PR #3885, opened 2023-07-25
Add sync and suspend for image update automations

joshri:
Allows sync and suspend for image update automations + fixes a bug where buttons were not disabled when un-checking the last checked button (having variable outside of useEffect prevented update -> see CheckboxActions component)

https://github.com/weaveworks/weave-gitops/assets/65822698/abdb7cc5-1670-45f7-a535-ae51955837a3

### DIFF
--- a/core/fluxsync/adapters.go
+++ b/core/fluxsync/adapters.go
@@ -4,6 +4,7 @@ import (
 	"errors"
 
 	helmv2 "github.com/fluxcd/helm-controller/api/v2beta1"
+	imgautomationv1 "github.com/fluxcd/image-automation-controller/api/v1beta1"
 	reflectorv1 "github.com/fluxcd/image-reflector-controller/api/v1beta2"
 	kustomizev1 "github.com/fluxcd/kustomize-controller/api/v1beta2"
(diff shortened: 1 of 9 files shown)


yiannistri (commented):
I think we can remove the 'Sync without source' option, as for image update automation resources, there is no source to reconcile anyway.

Sidenote: It's somewhat confusing that the options we present in the UI are the opposite of what the Flux CLI uses. As an example, the following command is used to reconcile a resource **without also reconciling its source**:
```
# Trigger a Kustomization apply outside of the reconciliation interval
flux reconcile kustomization podinfo
```
The following command reconciles the resource **with its source**:
```
# Trigger a sync of the Kustomization's source and apply changes
flux reconcile kustomization podinfo --with-source
```
In my opinion, the UI should match the Flux CLI to avoid possible user confusion. By the way this is just a suggestion and can be addressed separately as it's unrelated to the changes of this PR.

joshri:
@yiannistri 

Removed source sync for image update automations:
image
image

Default sync behavior will be addressed in a separate PR as discussed in standup 🌞

yiannistri (approved):
LGTM 👍

PR #3894, opened 2023-07-28
Update docs with verified status

### LINKED ISSUE #3895: [Docs] Update docs with verified status information for sources

AlinaGoaga:
Closes #3895


AlinaGoaga:
@bigkevmcd @foot I've had to take new screenshots to show the verified status (I used `demo-01`). Some bits of the description are not as detailed as before so I'm wondering if we want to go back to that (I might need some help getting the sources/apps that we previously had in the screenshots on a local cluster).

foot (approved):
💯

PR #3915, opened 2023-08-04
Update video on main docs page

LappleApple:
Closes

**What changed?**
Remove GitOps Run demo video and replace with a newer video featuring Terraform Controller.

**Why was this change made?**

To provide fresher and more relevant content for users.


makkes (approved):
🎉

PR #3921, opened 2023-08-07
Add Azure-related pages to user docs

LappleApple:
**What changed?**
Adds documentation related to Azure Marketplace offering. Fixes an issue in the install OSS guide. Updates sidebars.js with new pages.


website/docs/enterprise/getting-started/install-enterprise-azure.mdx
```diff
@@ -0,0 +1,276 @@
...
+
+Click "Save". Then clicking "Next", which will give you a summary so you can review your input. Then click "Create". It will take about five minutes to deploy.
+
+You'll get to a new screen, which at the top-right shows "Notifications" and will display creation of the Flux configuration. When your deployment succeeds, go to the resource and pin to your dashboard. Then go to your terminal to see if it works in kubectl. In the terminal you'll get the GitRepository and Kustomizations. You should then get a green "succeeded" checkmark.
+
+The Kustomisations screen does not provide an option to inspect the path/target namespace—you have to supply the target Namespace in the Kustomization object.
+
+## 2. Install CAPZ, the CAPI Provider
+
+The installation wizard in the Azure Marketplace UI offers a checkbox where you can select to do this.
```
foot, line 51: This is not required anymore, could emphasise its optional if you want to provision or manage CAPI clusters. afaiui you can install it later and update the "capi support enabled" option in the WGE Azure marketplace installation wizard

website/docs/enterprise/getting-started/install-enterprise-azure.mdx
```diff
@@ -0,0 +1,276 @@
...
+
+## 3. Apply the Entitlements Secret
+
+Contact sales@weave.works for a valid entitlements secret. This will come in the form of a file “entitlements.yaml”. Apply it to the cluster:
+
+```
+kubectl apply -f entitlements.yaml
+```
+
+## 4. Configure Access for Writing to Git from the UI
```
foot, line 61: if we want to include all the options here (not just Azure) as we do in the other WGE installation instructions we could pull out the common instructions to a partial and import into both docs to keep it in sync https://docusaurus.io/docs/markdown-features/react#importing-markdown

website/docs/enterprise/getting-started/install-enterprise-azure.mdx
```diff
@@ -0,0 +1,276 @@
...
+- Namespace: flux-system
+- Scope: Cluster
+
+All of the displayed properties for the Flux objects screen are the same as what you'd supply to Flux bootstrap.
+
+Click "Next", then add:
+- Source Kind: Git repository
+- Repository URL: [your repository URL here]
+- Reference Type: Branch
+- Repository Type: Private
```
foot, line 29: This is still a useful guide but WGE _should_ auto-install flux now when you try and install it.

website/docs/enterprise/getting-started/install-enterprise-azure.mdx
foot: > The installation wizard in the Azure Marketplace UI offers a checkbox where you can select to do this. 

_If you are planning to manage or connect CAPI clusters to the WGE service make sure you first install the CAPI provider. Then during the WGE installation process be sure to select the "Enable CAPI support" checkbox._

website/docs/enterprise/getting-started/install-enterprise-azure.mdx
LappleApple: @foot Should we have the auto-install as the main/default doc text but reference these lines as "if for some reason WGE doesn't install Flux automatically ..."—like a fallback option?

foot: WGE won't install if the flux auto-installation fails, so could phrase it like that. Good backup option to work around some error there.

The guide to creating a source / kustomization is great though, the non-azure instructions ask you to `flux bootstrap` which does this initial git/ks creation for you. It should be done at some point before you use many WGE features like rendering templates out to git, which assumes that git repo will be being sync'd back into the cluster.

foot: What do you think about maybe moving it down the bottom to a troubleshooting section? e.g. The happy install path shouldn't require the user do this manually.

---

#### Troubleshooting

WGE will try and automatically install flux on a new cluster, if this fails for some reason or if you need a more custom flux installation you can manually install it before installing WGE.

foot (approved):
Otherwise I think we're looking pretty good!

website/docs/enterprise/getting-started/install-enterprise-azure.mdx
LappleApple: Good idea, I did that

PR #3926, opened 2023-08-07
Allow renaming the default cluster.

bigkevmcd:
Closes

**What changed?**
This provides functionality for renaming the default cluster in Weave GitOps from "Default" to a custom name.

Simple command-line rename, chart entry for setting it when required.

**Why was this change made?**
To allow us to pass in names from the Backstage plugin.

Tweak the helm values in `tools/helm-values-dev.yaml`:

```diff
+clusterName: testing
+
```

The new cluster name will be visible in the URL bar and queries to the backend will include the new name.

See above

**Release notes**
Nothing

**Documentation Changes**
This will be addressed in the Backstage docs.

### DIFF
--- a/charts/gitops-server/templates/deployment.yaml
+++ b/charts/gitops-server/templates/deployment.yaml
@@ -59,6 +59,9 @@ spec:
             - "--enable-metrics"
             - "--metrics-address=:{{ .Values.metrics.service.port }}"
             {{- end }}
+          {{- if .Values.clusterName }}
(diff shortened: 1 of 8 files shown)


foot:
Main flow works great.

The `GetVersion` endpoint seems to require the correct name too, it stops showing the k8s version in the status bar down the bottom rather than an error.

image

Other places its used:
- Policy: seems okay, uses the value coming from the UI
- GetSessionLogs: I can't actually see this being called from ts/golang.

Issue #3634, opened 2023-04-20
Notifications page cluttered with error messages


makkes:
**Describe the bug**

When navigating to the Notifications page with a user that doesn't have access to the notification resources in all Namespaces then an error is rendered for each and every Namespace:

![0057](https://user-images.githubusercontent.com/387444/233338152-33a9cebf-e101-4279-a440-88990e7314ef.png)

To actually view the resources I _**do**_ have acess to I need to scroll all the way down on the page:

![2023-04-20_10-36](https://user-images.githubusercontent.com/387444/233338194-fd116f63-ce35-476d-95a4-d02c2de1d3a4.png)

What's adding even more distraction is that the errors keep getting re-ordered, making the page really noisy.

**Environment**

- Weave-Gitops Version: 0.21.2
- Flux Version: 2.0.0-rc.1
- Kubernetes version: 1.27.1

**To Reproduce**

1. Install Weave GitOps
2. Log in as a user that only has access to a selected set of namespaces
3. Navigate to "Notifications"

**Expected behavior**

The page is not cluttered with error messages so that I'm not distracted by them and that I don't have to scroll down to see the resources I'm allowed to see.

**Actual Behavior**

see above

PR #3927, opened 2023-08-07
Filter duplicate error messages

joshri:
[Closes #3139](https://github.com/weaveworks/weave-gitops-enterprise/issues/3139)

Quick fix for OSS errors displaying the same error like seven or eight times. It would be useful for OSS to adopt Enterprise's cleaner error handling in the future


makkes:
@joshri is this related to #3634 as well?

joshri:
@makkes not quite, this only removes errors that have the exact same message from the list. Jordan's going to take on the permission errors situation

jpellizzari (approved):

Issue #712, opened 2019-04-18
State management for actors should be simplified


cgillum:
I'm writing a simple actor test case. I noticed that `IDurableActorContext.GetState<T>` returns an `IStateView<T>`. My first reaction was "Why do we need `IStateView<T>` instead of just `T`"?  It took me a minute, but eventually I reasoned that it must be because we require the user to call the `WriteBack` method in the case where the state object is mutable.

To be honest, the experience felt a bit cumbersome, and I had to stop coding to spend time trying to understand what the expectations were for `IStateView<T>` - e.g. do I have to check if it can be null? What kind of concrete types are there? What are these other methods for? How do I mock this for unit testing and how much work will it be? Etc.

I was wondering if we could simplify the experience a bit. Here is my suggestion:

* Change `public IStateView<T> GetState<T>()` to simply `public T GetState<T>()`. This will simplify the process of accessing state.
* Create a new method `void SetState(object state)` for writing back the state. I think this is more discoverable and clear than `IStateView<T>.WriteBack()`.
* Remove `IStateView<T>`.

I believe these changes will result in a lot less cognative overhead for the developer (fewer methods and types that need to be reasoned about), simplified mocking, and is generally more consistent with existing durable APIs - which I think is important. It's also more likely to be consistent with the experience we create for other languages, which are less typed than .NET.

I think we should consider this for the initial release. I can put together a before/after example if that would help illustrate the increase in simplicity.

sebastianburckhardt:
I agree that we should simplify this since it is causing unnecessary mental overhead. Some minor advantages to the old scheme were:

- for simple types such as the  integer in the counter example, you can write ```state.Value++``` instead of context.SetState(context.GetState<int> + 1). Certainly not a big deal.

- users can exert full  control over when and how things get serialized and deserialized, and can keep this independent of reading and updating the state.  For example,
```csharp
using (var s = ctx.GetState<T>( /* serialization settings */))
{
   /// read and update s as many times as you want
} 
```
This may be useful in some advanced scenarios, for example when using multiple alternative C# types for the same actor, but I agree it is more complicated than necessary for the simple stuff. 

BTW, the user is not really required to call the writeback, we are implicitly calling at the end of the operation. Another reason not to expose this at all.

cgillum:
Regarding this:

> Users can exert full control over when and how things get serialized and deserialized, and can keep this independent of reading and updating the state.

[...]

PR #714, opened 2019-04-18
Simplify actor state management

sebastianburckhardt:
Addresses issue #712.

State management is simplified by eliminating the `TypedStateView` class altogether. Instead, simple `GetState<T>()` and `SetState(obj)` are used.

I also removed the serialization customization settings, for now, to keep things more uniform. We can bring this back later when needed.


src/WebJobs.Extensions.DurableTask/ContextImplementations/DurableActorContext.cs
```diff
@@ -82,25 +84,42 @@ object IDurableActorContext.GetOperationContent(Type argumentType)
...
+        T IDurableActorContext.GetState<T>()
         {
             this.ThrowIfInvalidAccess();
-            if (this.CurrentStateView != null)
+
+            if (!this.StateWasAccessed)
+            {
+                var result = (this.State.ActorState == null)
+                    ? default(T)
+                    : JsonConvert.DeserializeObject<T>(this.State.ActorState);
```
cgillum: I believe we want to use `MessagePayloadDataConverter.Default` here.

sebastianburckhardt: yes.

• • •

Work order:
Whenever a line in the data holds "Next", copy that line.

Response to the task:
+Click "Save". Then clicking "Next", which will give you a summary so you can review your input. Then click "Create". It will take about five minutes to deploy.
+Click "Next", then add:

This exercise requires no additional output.